My only problem with it is it doesn’t state clearly what the localities get, or don’t get if the go their own way. Oddly enough I agree with Sen Smigiel on this one thing.
https://www.youtube.com/watch?v=k_Ld9O_cprk&feature=player_embedded
Lolli Sherry says
Actually, it would probably be easier to build a house yourself than to make a pencil, as many a pioneer proved. Why don’t we just try being pioneers in this important endeavor?
Steve Payne says
Building a house is fairly simple. Making a pencil is also simple. Some of the first pencils were made by carpenters that built homes.
Planning in also fairly simple. Smart Growth is common sense.
Michael Troup says
@Kevin – Any person who can invoke the battle cry for free markets that is “I Pencil,” and weave it into a series that touts the virtues of central planning has to be a complex fellow. I look forward to sharing this end of “The Spy” with you.
Kevin Waterman says
Michael,
Thanks! I’ve read through a few of your posts, and the feeling is most definitely mutual.
Lolli,
If you haven’t yet, I highly recommend reading the full essay or at least listen to a condensed version of the same lesson, https://www.youtube.com/watch?v=R5Gppi-O3a8
Contrary to what may seem the case, I’m fairly confident that not even the pioneers were building homes entirely on their own. After all, the relied in large part on tools and supplies they brought with them. They employed the products of the knowledge and coordination of the people who created their saws and other building tools, the people that made their wagons, and countless others that made their expeditions westward possible. Without this unplanned coordination their pioneer homesteads never would have been possible.
Steve,
I’m not aware of anyone who is an expert on the mining and smelting of ore, the cutting and milling of lumber, the crafting of tools, the finer points of carpentry, the drilling and refinement of petroleum, the chemistry necessary to turn petroleum into vinyl siding, shingles, and a million other things that go into the building of a house. If you’re talking about a simple lean-to, then yes, one person could have the knowledge and make it a simple enough process.

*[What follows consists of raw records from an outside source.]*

PR #2704, opened 2019-02-26
config: allow adding multiple tls ips and domains

### LINKED ISSUE #1492: Allow multiple domains being added to SAN via tlsextradomain(s)
### Background

tlsextradomain is only usable to add a single domain to the cert.

### Your environment

* version of `lnd`
https://github.com/lightningnetwork/lnd/commit/b8fecfca71507643e2ba3cc32b65c9de87790597
 4.15.0-1-ARCH (Archlinux)
bitcoind

### Steps to reproduce

Add 2 tlsextradomain entries.

### Expected behaviour

Use all tlsextradomain entries (same probably for tlsextraip I assume)

### Actual behaviour

Only last one will be used.

MDrollette:
Allows setting multiple `--tlsextraip` and `--tlsextradomain` to be used when generating tls certs.

fixes #1492

### DIFF
--- a/config.go
+++ b/config.go
@@ -172,20 +172,20 @@ type torConfig struct {
 type config struct {
 	ShowVersion bool `short:"V" long:"version" description:"Display version information and exit"`
 
-	LndDir         string `long:"lnddir" description:"The base directory that contains lnd's data, logs, configuration file, etc."`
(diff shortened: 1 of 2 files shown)


MDrollette:
This change would still be relevant, I think, since that PR doesn't remove these flags. It just allows for alternatively using Let's Encrypt certs.

PR #2708, opened 2019-02-26
Add option to set remote channel reservation in open channel

roeierez:
This PR adds the option for a channel initiator to set the “channel_reserve_satoshis”, as defined in Bolt 2 for open_channel message.
Before this change, the field was fixed to 1% of the channel capacity (the recommended value in Bolt 2).
It seems reasonable to allow the channel initiator to change this value if it is willing to take the risk (or responsibility) of watching and monitoring the channel on-chain.
With the ability to dynamically set the channel reserve, nodes will be able to provide the other side better liquidity, enabling them to spend more funds


roeierez:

But anything the least bit complex is going to require the coordination of many people, people whom will never know each other and very well might not care much for each other if they did meet. You can try and centrally plan that, but it’s been tried and it failed. Poor resource allocation due to the inefficiencies of central planning are a key part of what brought down the Soviet Union and the more efficient allocation of resources in economies that have opened their markets is precisely what has driven their growth.

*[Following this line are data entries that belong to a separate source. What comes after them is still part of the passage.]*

PR #2714, opened 2019-02-27
rpcserver: ensure accepted addrs bind to our active net

Roasbeef:
In this commit, we fix an existing bug that would allow an address with
a distinct network encoding from the current active network. With this
commit, we'll no reject for example a testnet address presented to a
mainnet node. Note that there's no real risk in performing this action,
as if the address are actually identical, then we'll send to the same
script.

### DIFF
--- a/rpcserver.go
+++ b/rpcserver.go
@@ -770,10 +770,45 @@ func (r *rpcServer) ListUnspent(ctx context.Context,
 	return resp, nil
 }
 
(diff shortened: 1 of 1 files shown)


Roasbeef:
#2715 is an alternative (made after this one).

wpaulino:
Closing in favor of https://github.com/lightningnetwork/lnd/pull/2715.

PR #2718, opened 2019-02-28
provide correct default values in updatechanpolicy help

Goddchen:


cmd/lncli/commands.go
```diff
@@ -3240,17 +3240,20 @@ var updateChannelPolicyCommand = cli.Command{
...
 				"of payment size",
+			Value: 1,
 		},
-		cli.StringFlag{
+		cli.Float64Flag{
 			Name: "fee_rate",
 			Usage: "the fee rate that will be charged " +
 				"proportionally based on the value of each " +
 				"forwarded HTLC, the lowest possible rate is 0.000001",
+			Value: 0.000001,
```
Roasbeef: Would rather have these set as a constant in the `routing` package. Otherwise, we'll need to always change this value in _multiple_ places.

Roasbeef: Also duplicate of #2706. We'll likely merge which ever one implements the feedback first.

Goddchen: I find `applyChannelUpdate(...)` in `router.go` but the actual default values are not used anywhere in the code. So where would those "multiple places" be?

Goddchen: I found some default values at the top of `chainregistry.go`. But I'm not sure those can be used in other packages since they are located in a `main` package :/

Goddchen: @Roasbeef I moved the values to the `lncfg` package and replaced all occurences to use the new defaults.

Goddchen:
@Roasbeef could you help me with this failing test? I'm totally lost :/ Didn't even change anything in this package. Nor can I find the specific test that fails somewhere in the code :/

lncfg/defaults.go
```diff
@@ -0,0 +1,14 @@
+package lncfg
+
+import (
+	"github.com/lightningnetwork/lnd/lnwire"
+)
+
+const (
+	// DefaultBitcoinTimeLockDelta Default TLD for channel policy updates
```
guggero: Should be a full sentence, for example:
`DefaultBitcoinTimeLockDelta is the default TLD for channel policy updates.`
Applies to the other comments too.

Roasbeef:
Closing due to inactivity.

Issue #2726, opened 2019-03-03
Master has serious connectivity issues.


capacitynetwork:
### Background

Master branch resets connections with reason: unable to write message: write tcp 95.216.16.21:57444->167.86.78.209:9735: write: connection reset by peer.

I run on dedicated server and have log tail all day. I have seen increasing number of nodes with this issue on inbound connections to me the past few day. Now after upgrade to master I experience same issue. 

After about 20 minutes channels all start being disabled  "2019-03-03 16:08:03.032 [INF] NANN: Announcing channel(cde913642cc90d220850f2e850e431e9f1d45c0dcb2e8b7bfe74a499a096331d:1) disabled [detected]
2019-03-03 16:08:03.133 [INF] NANN: Announcing channel(c1bd6a9d416582fe47ce2e09c0b4d78c53105baa9da58ac9edd7fdb6215a0895:1) disabled [detected]
2019-03-03 16:08:03.215 [INF] NANN: Announcing channel(8fb02649faa6b97ded1ce6796b31d4b99d920dc28b2b01bff28f7673d4895745:0) disabled [detected]
2019-03-03 16:08:03.291 [INF] NANN: Announcing channel(30162d9a354c9f8bcd049a2462061cdabd1960e53acfa3606de4b9ffc3e6bafa:1) disabled [detected]"

Master branch is unusable.

### Your environment

* 0.5.2-99-beta commit=v0.5.1-beta-814-g2a652455aaea661b147b6adca0ff51edcd268508
* Ubuntu 16.04.5 LTS
* Bitcoin Core Daemon version v0.17.1.0-gef70f9b52b851c7997a9f1a0834714e3eebc1fd8
* Mainnet

### Steps to reproduce

Upgrade to master

### Expected behaviour

Connections should be maintained.

### Actual behaviour

Connections drop roughly every 90 seconds, repeatedly, until channels disabled. Trimmed log below.

2019-03-03 15:45:10.735 [INF] PEER: Disconnecting 79.62.233.36:9735, reason: unable to start peer: unable to read init msg: read tcp 95.216.16.21:40232->79.62.233.36:9735: read: connection reset by peer
2019-03-03 15:45:12.121 [INF] PEER: Disconnecting 87.78.117.245:9735, reason: unable to write message: write tcp 95.216.16.21:38732->87.78.117.245:9735: write: connection reset by peer
[...]

PR #2732, opened 2019-03-04
Revert "peer: reduce write timeout to 10s"

cfromknecht:
This reverts commit db2c104111c3c12e1651120fe5a51ce03dad8c58.

In #2474, a commit was added to reduce the write timeout from 50s to 5s as the existing timeout is rather long in the context of TCP. An issue arises when the remote peer is unable to validate gossip messages as quickly as we are sending them, causing 1) the remote peer's discovery message stream to backup, and 2) the backpressure to be applied to the sender side after any connection level buffers are also full. The result is that the sender disconnects prematurely, and causes connection loops when large amounts of gossip traffic need to be sent (e.g. on initial sync or if node is offline for a bit).

As a temporary measure, this PR reverts the commit and restores the 50s timeout. As of #2474, this 50s timeout is owned by the write pool instead of the peer, which can lead to less-than-optimal utilization of the available write buffers.

The longer-term solution I have in mind is to handle write timeout errors in the peer, and introduce a backoff procedure to dynamically tune the write load to the remote peer's message throughput. This will allow us to move back to a short write timeout at the connection level, ensuring the write pool maintains good utilization w/ less blocking and prevent the premature disconnections observed in master currently.

### DIFF
--- a/peer.go
+++ b/peer.go
@@ -44,8 +44,8 @@ const (
 	// idleTimeout is the duration of inactivity before we time out a peer.
 	idleTimeout = 5 * time.Minute
 
-	// writeMessageTimeout is the timeout used when writing a message to a peer.
-	writeMessageTimeout = 10 * time.Second
+	// writeMessageTimeout is the timeout used when writing a message to peer.
+	writeMessageTimeout = 50 * time.Second
 
 	// readMessageTimeout is the timeout used when reading a message from a
 	// peer.


cfromknecht:
Mitigates #2726

capacitynetwork:
Confirmed on live well connected instance, fixes #2726 for me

Planning might be simple, but it doesn’t mean it will work. History and simple logic have shown us the overwhelming complexity that is the economy, we’d do well to heed that lesson and have some trust in the ability of people to spontaneously order their interactions through market processes.
Steve Payne says
Kevin,
My point is based on where we are now and recent past. To build a house people don’t need to invent siding again etc. Plan Md is just a formalization of a years long practice and the State planning dept. has been working with local jurisdictions for a long time. No reinvention of the wheel required.

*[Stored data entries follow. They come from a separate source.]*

PR #2736, opened 2019-03-06
lncfg: add CLI worker configuration

cfromknecht:
This PR adds CLI configuration hooks for worker pools to allow users to set the desired number of works in the daemon-level read, write and sig pools. At the moment, these are chosen as a multiple of `runtime.NumCPU()`, which may provide the pool with too few resources on low end devices. At the same time, nodes that have a large number of peers may an inadequate number of workers even if they have a decent number of CPUs. In general, it is best to decouple these sorts of constants from the runtime, and let higher level applications decide these values as needed.
```
workers:
      --workers.read=     Maximum number of concurrent read pool workers. (default: 16)
      --workers.write=    Maximum number of concurrent write pool workers. (default: 16)
      --workers.sig=      Maximum number of concurrent sig pool workers. (default: 8)
```

### DIFF
--- a/config.go
+++ b/config.go
@@ -252,6 +252,8 @@ type config struct {
 	net tor.Net
 
 	Routing *routing.Conf `group:"routing" namespace:"routing"`
+
+	Workers *lncfg.Workers `group:"workers" namespace:"workers"`
 }
 
 // loadConfig initializes and parses the config using a config file and command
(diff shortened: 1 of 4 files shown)


cfromknecht:
@wpaulino that sounds like a great idea, i can make an issue to track that

Roasbeef:
Will make a follow up PR to add an "auto" setting which once again uses num CPU.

I agree that planning doesn’t always work but when a mistake is made the market eventually corrects it.
If you need people that ” are experts in the cutting and milling of lumber, the crafting of tools, the finer points of carpentry” let me know. I know lot’s of em and I prefer Hardiplank siding over vinyl anyway.
I really do agree with you that local knowledge is the best for planning purposes. And history is a good example of it. Just look at Chestertown. It’s a downtown with lots of residential homes built around it. Sprawl didn’t come until everyone had cars and the highways got built.
I just don’t see anything to fear in Plan MD. I’d fire the person that named it however.